● **Assigned task**
Sort through the data and copy the lines holding the word "opened".

● **Records to process**

PR #355, opened 2016-05-26
Handle uncaught WinRT exception

a20012251:


sas:
@facebook-github-bot shipit

PR #357, opened 2016-05-27
Force BP size to 2 on Windows ARM.

sas:
Windows ARM (more precisely, WinPhone ARM) is a pure thumb environment,
so if the debugger is requesting a breakpoint of size 4, it's probably
an older/buggy version and we should enforce size 2.

### DIFF
--- a/Sources/Architecture/ARM/SoftwareBreakpointManager.cpp
+++ b/Sources/Architecture/ARM/SoftwareBreakpointManager.cpp
@@ -113,6 +113,16 @@ bool SoftwareBreakpointManager::hit(Target::Thread *thread) {
 
 void SoftwareBreakpointManager::getOpcode(uint32_t type,
                                           std::string &opcode) const {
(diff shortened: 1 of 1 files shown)


strager:
Aren't 4-byte breakpoints valid for THUMB-2?

sas:
They are, but they are identified with `type 3` in the GDB protocol. `type
4` always means standard 4-bytes ARM breakpoint.

On Fri, May 27, 2016 at 3:14 PM, strager <notifications@github.com> wrote:

> Aren't 4-byte breakpoints valid for THUMB-2?
>
> —
> <https://github.com/facebook/ds2/pull/357#issuecomment-222264601>, or mute
> the thread
> <https://github.com/notifications/unsubscribe/AADHbMEdmrJs-ttptvazEpOE0sG2sKfsks5qF2yogaJpZM4Io5rD>
> .
>



-- 
Stephane Sezer

a20012251:
@facebook-github-bot shipit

● **Result**
PR #355, opened 2016-05-26
PR #357, opened 2016-05-27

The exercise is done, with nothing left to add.